* [HOW TO COMPLETE THIS TASK]:
Return the listing word for word, as given.

START DATA PROVIDED

PR #1954, opened 2016-10-25
removed curry from the example for liftN

kwijibo:
you don't need to curry functions that you pass to `liftN`, it works just the same, so the example is clearer without the currying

END DATA PROVIDED

* [TASK RESPONSE]:
PR #1954, opened 2016-10-25
removed curry from the example for liftN

kwijibo:
you don't need to curry functions that you pass to `liftN`, it works just the same, so the example is clearer without the currying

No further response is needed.